Paper ID:1563
Title:Graph Clustering With Missing Data: Convex Algorithms and Analysis
Current Reviews

Submitted by Assigned_Reviewer_24

Q1: Comments to author(s). First provide a summary of the paper, and then address the following criteria: Quality, clarity, originality and significance. (For detailed reviewing guidelines, see http://nips.cc/PaperInformation/ReviewerInstructions)
In this paper the authors analyze theoretically two common graph clustering algorithms using low rank + sparsity, showing bounds on the parameter of these methods for them to work, and they present experimental validations of the results.

The paper is very well written in general, although there are some minor typos. For instance, I think that the "about" in line 314 should be an "above". Also, it seems more reasonable to me to put subsection 3.1.1 as 3.2, and several figures are a couple of pages before the first mention of them. Besides these minor details, I really liked how the paper is written.

The problem of graph clustering is of great relevance, and in general parameters are not easy to tune, so this theoretical analysis is very important.

One thing that I found intriguing is the large gap between the optimistic and pessimistic bounds in Figure 1. I would like to see an analysis on this fact. In particular, how does this behave asymptotically?

The labeling application, although it's more a comparison between existing methods than a verification of the presented theorems, is interesting.
Q2: Please summarize your review in 1-2 sentences
The paper is well written, with interesting theory, supported by experimental results, which can be further improved by analizing the gap between the two bounds.

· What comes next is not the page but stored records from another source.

Issue #4071, opened 2021-07-14
AWS Rekognition support


Robmosh91:
HI,

first, thanks for this awesome project which helped me a lot.
Currently I'm looking for a way to mock the AWS Rekognition Service and would like to contribute to its implementation.

Can you give any guidance on how to start? 
If anybody else would like to contribute, I'm happy to co-work on this.

bblommers:
Hi @Robmosh91, that sounds good - new services are always welcome!
There's some documentation how to add new services here: 
https://github.com/spulec/moto/blob/master/CONTRIBUTING.md#missing-services

Hopefully that's useful. Feel free to ask any questions if you get stuck, or just open a draft PR if there's something specific that doesn't work.

bblommers:
With Moto 3.1.4.dev3 we now have an initial Rekognition implementation, with support for the features `start_text_detection` and `get_text_detection`.

I'll close this, but feel free to open a new issue or PR if you'd like to see any other features!

Issue #4955, opened 2022-03-20
Unable to contribute / ERROR: Permission to spulec/moto.git denied


AlanDonohoe:
Hello 👋

I am working on adding support for [Rekognition](https://boto3.amazonaws.com/v1/documentation/api/latest/reference/services/rekognition.html).

But when I try and push my branch to moto's repo, I get this error:
```
ERROR: Permission to spulec/moto.git denied to MY HANDLE...
fatal: Could not read from remote repository.

Please make sure you have the correct access rights
and the repository exists.
```

Settings seem to be OK on my side:

```
git remote -v
origin  git@github.com:spulec/moto.git (fetch)
origin  git@github.com:spulec/moto.git (push)
```

Am I missing something?

Any ideas?

Thank you.

bblommers:
Hi @AlanDonohoe! This can be solved  by creating a copy of Moto's repo, using the `Fork`-button in the topright corner of https://github.com/spulec/moto.

After checking our your own copy/fork, you can create feature-branches there - and then create a PR from your branch into `spulec/moto/master`.

Let me know if you run into any issues with that.

AlanDonohoe:
Hi @bblommers Fantastic, thank you!

PR #4957, opened 2022-03-21
Add Rekognition support.

AlanDonohoe:
##### Description
Adds Rekognition support.

##### Background Context
At the moment just adding support for start_text_detection and get_text_detection.

refs:
https://docs.aws.amazon.com/rekognition/latest/dg/what-is.html
https://boto3.amazonaws.com/v1/documentation/api/latest/reference/services/rekognition.html
https://github.com/spulec/moto/issues/4071


AlanDonohoe:
Hi @bblommers following on from #4955 - I have had a crack at adding Rekognition support to moto.

I am sure that I have got a few bits wrong/ missed something, as this is the first time working in this codebase.

If anyone can review the code as is and I can then amend.

Thank you.

moto/rekognition/responses.py
```diff
@@ -0,0 +1,63 @@
...
+
+    def start_text_detection(self):
+        params = self._get_params()
+        video = params.get("Video")
+        client_request_token = params.get("ClientRequestToken")
+        notification_channel = params.get("NotificationChannel")
+        job_tag = params.get("JobTag")
+        filters = params.get("Filters")
+        job_id = self.rekognition_backend.start_text_detection(
+            Video=video,
```
bblommers, line 24: These are probably not necessary, considering they are unused in the backend.
If do you want to keep them, they should be in `snake_case`-format

moto/rekognition/responses.py
```diff
@@ -0,0 +1,63 @@
...
+        next_token = params.get("NextToken")
+        (
+            job_status,
+            status_message,
+            video_metadata,
+            text_detections,
+            next_token,
+            text_model_version,
+        ) = self.rekognition_backend.get_text_detection(
+            JobId=job_id,
```
bblommers, line 46: Same here

tests/test_rekognition/test_rekognition.py
```diff
@@ -0,0 +1,37 @@
...
+    resp["ResponseMetadata"]["HTTPStatusCode"].should.equal(200)
+
+
+@mock_rekognition
+def test_get_text_detection():
+    client = boto3.client("rekognition", region_name="us-east-2")
+    job_id = "".join(
+        random.choice(string.ascii_uppercase + string.digits) for _ in range(64)
+    )
+    resp = client.get_text_detection(JobId=job_id)
```
bblommers, line 35: This shoul dhave some assertions as well, to verify that the data is returned in the correct format

tests/test_rekognition/test_server.py
```diff
@@ -0,0 +1,13 @@
+"""Test different server responses."""
+import sure  # noqa # pylint: disable=unused-import
+
+import moto.server as server
+
+
+def test_rekognition_list():
```
bblommers, line 7: Let's remove this test (and the entire file), it doesn't really add anything

bblommers (changes requested):
Hi @AlanDonohoe, thanks for the PR! Please see my comments.

If you want to run the linter locally, to verify it passes, you can run `make lint`.

moto/rekognition/responses.py
bblommers: Let me give a bit of background in how Moto works:

1. The user calls the boto3 API
2. Boto3 performs some initial validation, such as validating all mandatory parameters are included
3. Boto3 turns the API request into an HTTP request, to send this off to the AWS HTTP API
4. Moto only then steps in, and intercepts this request
5. Moto returns a HTTP response, in the same format as the AWS HTTP API would
6. Boto then transforms the HTTP response into the expected boto3 API response

This means two things:
 - There is no guarantee that the parameters Moto receives, the parameters from the HTTP request, are the same name/format as what was send from the boto3 API.
 - Users will rarely interact with the Moto API,  only with the boto3 API.

In other words, we have free range as to what Moto does internally - as long as we use the correct naming/format for the HTTP request parameters (such as params.get("`JobTag`")) and the response. 

The reason that we happen to use `snake_case` is simply consistency, making it easier for developers and maintainers to read the code.

bblommers: BTW, the `params.get("..."`) is deceivingly simple. As the HTTP request parsing logic is the same across all services, we just expose a few simple functions to retrieve the user-supplied parameters. But there is a lot happening behind the scenes there, to figure out whether that parameter comes from the request body, the querystring, as a path-variable, etc.

tests/test_rekognition/test_rekognition.py
```diff
@@ -0,0 +1,37 @@
...
+def test_start_text_detection():
+    client = boto3.client("rekognition", region_name="ap-southeast-1")
+    video = {
+        "S3Object": {
+            "Bucket": "bucket",
+            "Name": "key",
+        }
+    }
+
+    resp = client.start_text_detection(Video=video)
```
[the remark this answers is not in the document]
AlanDonohoe: I added a test for this ([below](https://github.com/spulec/moto/pull/4957/files#diff-28b0c6cfb603fc90786f3370f2d3ea6fd1be61a9650b4e0bdc864fa6f0663a8aR28)) but for some reason, while the call to get_text_detection does return the expected data, this call to start_text_detection, which should return a JobId, but it just returns:

```
{'ResponseMetadata': {'HTTPStatusCode': 200, 'HTTPHeaders': {'server': 'amazon.com'}, 'RetryAttempts': 0}}
```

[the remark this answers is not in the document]
AlanDonohoe: Any ideas what that might be about?

I have been playing about with it but a bit stumped...

moto/rekognition/responses.py
AlanDonohoe: Thank you so much for your detailed response @bblommers Have amended that now.

tests/test_rekognition/test_rekognition.py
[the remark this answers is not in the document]
bblommers: What does the response-body of the AWS HTTP API return for this call?
If the format that we return `json.dumps(dict(JobId=job_id))` is different from what boto3 expects, it's not able to parse the response, and that's usually what happens when boto3's response doesn't include any data.

The quickest way to figure out the response-body from AWS itself is usually to make a real call to AWS, and use a proxy to intercept the request:
http://docs.getmoto.org/en/latest/docs/contributing/development_tips/urls.html#intercepting-aws-requests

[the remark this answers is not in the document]
AlanDonohoe: I tried the MITMProxy but kept getting issues connecting.. 

So I went back down to the AWS CLI, to make a request with debug info, like so:

```
aws rekognition start-text-detection --video "{\"S3Object\":{\"Bucket\":\"foo\",\"Name\":\"bah.mp4\"}}" --debug
```

And among all the logging this was present:
```
botocore.parsers - DEBUG - Response headers: {'x-amzn-RequestId': '5015215e-e8f6-4c06-bb9a-f7d3c0194498', 'Content-Type': 'application/x-amz-json-1.1', 'Content-Length': '76', 'Date': 'Sun, 27 Mar 2022 14:50:44 GMT'}
botocore.parsers - DEBUG - Response body:
b'{"JobId":"eb81c0201c8541e9835539449925fdfcc3884b216cdca7bef576b1ce85ce32b5"}'
```
So AWS API returns bytes, which is what boto3 is expecting.

I have amended now and this is test covered. 👍

AlanDonohoe:
OK, @bblommers I have made a number of amendments based on your feedback and the code is ready for a re-review please.

Thank you.

bblommers:
LGTM so far @AlanDonohoe - happy to merge once the linter is happy (and assuming the build passes, obviously)

AlanDonohoe:
> LGTM so far @AlanDonohoe - happy to merge once the linter is happy (and assuming the build passes, obviously)

OK cool...

There was one linter issue, which I have since resolved.

Have pushed that up now, so once all the linter checks and tests are good, you'll be happy to merge in!

And I can use moto's new Rekognition support back in my original project!

I'm going to resolve all the conversations up to this point so it's clear what amendments have been subsequently fixed up.

bblommers:
@AlanDonohoe There are still some test failures, but they should be resolved after you merge this PR that I raised: https://github.com/LiniusAustPty/moto/pull/1

AlanDonohoe:
> @AlanDonohoe There are still some test failures, but they should be resolved after you merge this PR that I raised: [LiniusAustPty#1](https://github.com/LiniusAustPty/moto/pull/1)

@bblommers Thanks for that... I have merged in.

Do you want me to do some rebasing now on this branch (or are the commits OK as is?)

bblommers:
> Do you want me to do some rebasing now on this branch (or are the commits OK as is?)

No, that's not necessary, I'll just squash and merge.

Thank you for all your work on this @AlanDonohoe!

bblommers (approved):

AlanDonohoe:
> > Do you want me to do some rebasing now on this branch (or are the commits OK as is?)
> 
> No, that's not necessary, I'll just squash and merge.
> 
> Thank you for all your work on this @AlanDonohoe!

Amazing. V happy this will be in the next release.

Thanks for all the feedback and assistance @bblommers

PR #4962, opened 2022-03-22
bugfix: apply cloudwatch subscription filters to newly created streams

SwatsonCodes:
This PR fixes a bug where existing CloudWatch subscription filters were not applied to newly created streams. This should also fix a downstream bug in LocalStack: https://github.com/localstack/localstack/issues/5715


bblommers:
Hi @SwatsonCodes, make sure you use the correct version of black - we recently upgraded to `black==22.1.0`, so formatting using an older versions may fail on our version.

bblommers (approved):
LGTM! Thanks for the PR @SwatsonCodes

PR #5013, opened 2022-04-08
Support Expression in Glue's get_partitions

robert-schmidtke:
I am using `moto` a lot and it's a great help for me, so thanks a lot for putting in all the work!
There's a feature missing I'd like to have, hence this PR.

This PR adds (experimental) support for [Glue GetPartitions](https://docs.aws.amazon.com/glue/latest/webapi/API_GetPartitions.html) `Expression`s.
It does so by mimicking Glue's partition filtering as closely as possible using a `pyparsing` implementation of a very small subset of SQL (parsed by JSQLParser according to the docs).
The version of `pyparsing` required is 3.0.0, but only because that used PEP8 compliant naming. I do not believe there is an actual dependency on that version, so relaxing the requirement there should be possible, at the cost of switching between `camelCase` for pre-PEP8 and `snake_case` as it is now.
I figured since `pyparsing` is pulled in anyway, this is not too big of a dependency to add.

I am happy about any feedback regarding usage of `pyparsing`, as this is honestly my first time implementing a parser.
Also with respect to code style, abstraction etc, I am happy to make changes as necessary to keep the codebase consistent.

The test cases included produce 100% test coverage, and are based on documentation and pure trial and error.
On a side note, I wasn't able to get the terraform tests to succeed in my fork, any idea what might be going on there?

# Known partial implementations
I have added a `NOTE` and/or `warning` in the code for each of these.
- AWS allows date and timestamp filtering including the 31st of every month. I do not know how they do it, but my guess is they do regex based matching and then clamp. I have not added this "feature", so the implementation below will fail for invalid dates and timestamps, emitting a warning to make the user aware.
- I have not found a way to match an underscore literally (escaping using `[_]` does not work on AWS). Hence I think there may be some subtleties in how I convert the SQL LIKE clause to a Python regex in order to match it.
- Some error messages may not match 100% what AWS returns, do you consider that a big issue?
- There is no support for nanoseconds in `datetime`, hence the implementation below rounds to `microseconds` when comparing timestamps.
- The column names currently follow Athena best practices, instead of the [Column Name](https://docs.aws.amazon.com/glue/latest/webapi/API_Column.html) regex. I think I remember stumbling across a regex pattern way more complex than this, and I wasn't able to get it to work properly. I can take another stab at it though.


bblommers:
Hi @robert-schmidtke, thanks for the PR! Good to hear that Moto is useful for you.

Considering the size of this PR, it may be a while before this is reviewed in full, so bear with us. Some initial thoughts in the meantime:

> The version of `pyparsing` required is 3.0.0

That's fine with me

> On a side note, I wasn't able to get the terraform tests to succeed in my fork, any idea what might be going on there?

Yeah, that's a known issue - don't worry about it. It does pass when running against this repo, so that's all good.

> I have added a `NOTE` and/or `warning` in the code for each of these.

Could you also add a docstring to `def get_partitions(self, expression):` with (a summary of a) documentation what is supported, and what isn't?
All docstrings will show up on `docs.getmoto.org`, so it's an easy way for users to see what's supported without having to try it out.

>     * Some error messages may not match 100% what AWS returns, do you consider that a big issue?

No, that's not a big issue. Ideally it's a 100% match obviously, but if that's not possible, as long as we return the correct error code, that's OK as well.

The failing test is because the warnings will not be omitted in ServerMode tests. ServerMode means we're running Moto in a separate process/container, so there is no way to catch warnings.
The usual way around this is to guard that particular check to only run when not in ServerMode:
```
    # catch warnings
```
This structure is used in a few places in the tests. An example can be found here:
https://github.com/spulec/moto/blob/a0eb48d588d8a5b18b1ffd9fa6c48615505e3c1d/tests/test_acm/test_acm.py#L591

moto/glue/utils.py
```diff
@@ -0,0 +1,378 @@
...
+
+
+class _Ident(_Expr):
+    def __init__(self, tokens: ParseResults):
+        self.ident: str = tokens[0]
+
+    def eval(self, part_keys: List[Dict[str, str]], part_input: Dict[str, Any]) -> Any:
+        for key, value in zip(part_keys, part_input["Values"]):
+            if self.ident == key["Name"]:
+                try:
```
bblommers, line 110: There seems to be some duplication between `eval` and `leval` - is there a way to reduce this? Maybe by replacing this try-except with a call to `leval` instead?

moto/glue/utils.py
```diff
@@ -0,0 +1,378 @@
...
+                microseconds = (int(nanoseconds) * 10**i) / 1000
+                if round(microseconds) == 0 and microseconds > 0:
+                    warnings.warn("Nanoseconds not supported, rounding to microseconds")
+
+                timestamp += timedelta(microseconds=round(microseconds))
+
+        return timestamp
+
+    raise InvalidInputException(
+        "An error occurred (InvalidInputException) when calling the"
```
bblommers, line 92: The first part of the error message looks to be the same for all messages - we should extract that into the `InvalidInputException`-class instead

moto/glue/utils.py
```diff
@@ -0,0 +1,378 @@
...
+
+        nanos = match.group("nanos")
+        if nanos is not None:
+            # strip leading dot, reverse and left pad with zeros to nanoseconds
+            nanos = "".join(reversed(nanos[1:])).zfill(9)
+            for i, nanoseconds in enumerate(nanos):
+                # NOTE precision loss here, as nanoseconds are not supported in datetime
+                microseconds = (int(nanoseconds) * 10**i) / 1000
+                if round(microseconds) == 0 and microseconds > 0:
+                    warnings.warn("Nanoseconds not supported, rounding to microseconds")
```
bblommers, line 85: Considering Moto will never deal with nanoseconds, I don't think this warning is necessary. Let's just treat it as an implementation detail. It should be part of the documentation in the docstring of `get_partition`, but we don't have to warn the user everytime.

moto/glue/utils.py
```diff
@@ -0,0 +1,378 @@
...
+        }[self.bin_op](ident, rhs)
+
+
+class _Like(_Expr):
+    def __init__(self, tokens: ParseResults):
+        self.ident: _Ident = tokens[0]
+        self.literal: str = tokens[2]
+
+    def eval(self, part_keys: List[Dict[str, str]], part_input: Dict[str, Any]) -> bool:
+        warnings.warn("LIKE expression conversion to regex is experimental")
```
bblommers, line 193: Same here w.r.t. the warning - this should be part of the documentation, but we don't have to warn people every time. Either it works correctly, or it doesn't.

moto/glue/utils.py
```diff
@@ -0,0 +1,378 @@
...
+
+    if type_ in ("char", "string", "varchar"):
+        return value  # no length is enforced
+
+    if type_ == "date":
+        try:
+            return datetime.strptime(value, "%Y-%m-%d").date()
+        except ValueError:
+            # NOTE AWS accepts up until 31st of every month, e.g. '2022-02-31'
+            warnings.warn("Date filtering beyond last of month not supported")
```
bblommers, line 52: Is this a relevant warning here? Looks to me like this warning will only be thrown if the date format is unknown, but we never get to the point where the date is valid but unsupported

bblommers (changes requested):

moto/glue/utils.py
robert-schmidtke: Yes, you're right. I wanted to make the user aware of the fact that their date may be wrong but actually supported by AWS, e.g. February 31st. In that case their production code would work, but the tests using moto would not. Hence I wanted the warning out there to point them to this potential source of the error.

But I agree, we can remove the warning here, as the ValueError will show the faulty date.

moto/glue/utils.py
robert-schmidtke: Agree

moto/glue/utils.py
robert-schmidtke: I thought about the same actually, but note how `eval` raises an `InvalidStateException`, while `leval` raises an `InvalidInputException`. This is because `eval` applies to existing partition values, and when an existing value cannot be cast to the schema (possibly because the schema changed after the initial value was written), an `InvalidStateException` is raised.

Correspondingly, when the user supplies a value that cannot be cast to the target partition column type, this is an `InvalidInputException`.

Maybe I can extract an `_eval` method and catch the `ValueError` separately.

bblommers: Yeah, I saw there were some differences, that's why I raised it as a question, instead of a request. If it doesn't work, or if the resulting code looks worse, than don't worry about it!

robert-schmidtke:
@bblommers I hope I addressed your concerns appropriately. Waiting to hear back from you :)

robert-schmidtke:
@bblommers thanks for kicking this off, I'll take a look at the failing 3.6 test!

bblommers:
> @bblommers thanks for kicking this off, I'll take a look at the failing 3.6 test!

I'm expecting this to be an unrelated failure - I've restarted it, it should pass on the secondrun

robert-schmidtke:
> > @bblommers thanks for kicking this off, I'll take a look at the failing 3.6 test!
> 
> I'm expecting this to be an unrelated failure - I've restarted it, it should pass on the secondrun

It's actually got to do with how regex escaping changed from Python 3.6 to 3.7, wrt. the percentage sign %. I pushed a fix just now.

bblommers (approved):
LGTM! Thank you for supporting us and for implementing this feature, @robert-schmidtke, much appreciated!

PR #5023, opened 2022-04-13
rds - support final snapshot when delete a cluster

kentnsw:
create a final snapshot if FinalDBSnapshotIdentifier is given while deleting a rds cluster

### DIFF
--- a/tests/test_rds/test_rds_clusters.py
+++ b/tests/test_rds/test_rds_clusters.py
@@ -211,6 +211,25 @@ def test_delete_db_cluster():
 
 
 @mock_rds
+def test_delete_db_cluster_do_snapshot():
+    client = boto3.client("rds", region_name="eu-north-1")
+
+    client.create_db_cluster(
+        DBClusterIdentifier="cluster-id",
+        Engine="aurora",
+        MasterUsername="root",
+        MasterUserPassword="hunter2_",
+    )
+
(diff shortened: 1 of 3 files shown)


tests/test_rds/test_rds_clusters.py
```diff
@@ -210,6 +210,25 @@ def test_delete_db_cluster():
...
+        MasterUsername="root",
+        MasterUserPassword="hunter2_",
+    )
+
+    client.delete_db_cluster(
+        DBClusterIdentifier="cluster-id", FinalDBSnapshotIdentifier="final-ss"
+    )
+    client.describe_db_clusters()["DBClusters"].should.have.length_of(0)
+    snapshots = client.describe_db_cluster_snapshots()["DBClusterSnapshots"]
+    snapshots[0]["DBClusterIdentifier"] == "cluster-id"
```
bblommers, line 229: Can we get another assertion here on the snapshot name, just to double check the `final-ss` is stored correctly?

bblommers (changes requested):

tests/test_rds/test_rds_clusters.py
kentnsw: sure thing

bblommers (approved):
LGTM! Thanks for adding this feature @kentnsw

PR #5024, opened 2022-04-14
rds - modify_db_instance does not support tags

kentnsw:
This pr is to remove the `tags` param in the modify_db_instance implementation as the boto3 API does not support that, otherwise, the existing tags will be cleared.

NOTE: I haven't checked other language SDKs.


bblommers (approved):
LGTM! Thanks for the fix @kentnsw

PR #5032, opened 2022-04-16
ELB: Fix response templates

viren-nadkarni:
### Summary
This PR fixes response template for `SetRulePriorities` operations. The template now correctly renders the list of [Rule objects](https://docs.aws.amazon.com/elasticloadbalancing/latest/APIReference/API_SetRulePriorities.html#API_SetRulePriorities_ResponseElements).

The list of valid [Load Balancer attributes](https://docs.aws.amazon.com/elasticloadbalancing/latest/application/application-load-balancers.html#load-balancer-attributes) is also updated.


bblommers (approved):
LGTM! Thanks for the PR @viren-nadkarni

PR #5038, opened 2022-04-18
Refer to correct black version

iainelder:
The correct black version is the one in requirements-dev.txt.

Instead of keeping the docs and Makefile in sync they now point to the source of truth.


bblommers (approved):
Makes sense - thanks @iainelder  :+1:

PR #5039, opened 2022-04-18
fix(swf_tests): compare tz-aware timestamps

iainelder:
My computer's local time zone is CEST. Without modifications I could make the
tests pass only by setting the environment variable `TZ=Etc/UTC`.


bblommers (approved):
Thanks for the PR @iainelder! This did fail for other people as well, but we never got around to fixing this.

PR #5041, opened 2022-04-20
cloudwatch: filter 'dimensions' for get_metric_data

steffyP:
This PR enhances the `get_metric_data` request of Cloudwatch.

Submitted by Assigned_Reviewer_36

Q1: Comments to author(s). First provide a summary of the paper, and then address the following criteria: Quality, clarity, originality and significance. (For detailed reviewing guidelines, see http://nips.cc/PaperInformation/ReviewerInstructions)
The paper aims at clustering graphs with missing information. It is modeled as a convex optimization problem, along the same line as the works of Candes-et.al. about matrix completion [23] and robust PCA [24]. Additional linear constraints are considered to fit the clustering problem with missing information. The two core problems 1.1 and 1.4 in the paper are not new in clustering literature and were already studied in a series of papers as discussed in the manuscript. In this context, the proposed work attempts to extend existing results. It seems to me that the proposed contribution is okay but not enough good for NIPS. The newly theoretical results do not seem to produce new essential insights on problems 1.1. and 1.4. Experiments are also limited as they are done on small datasets.
Q2: Please summarize your review in 1-2 sentences
The paper extends existing results for the clustering problem formulated as a matrix completion/robust PCA problem. It seems an interesting but limited extension of existing results, with no new significant insights and no important experimental results.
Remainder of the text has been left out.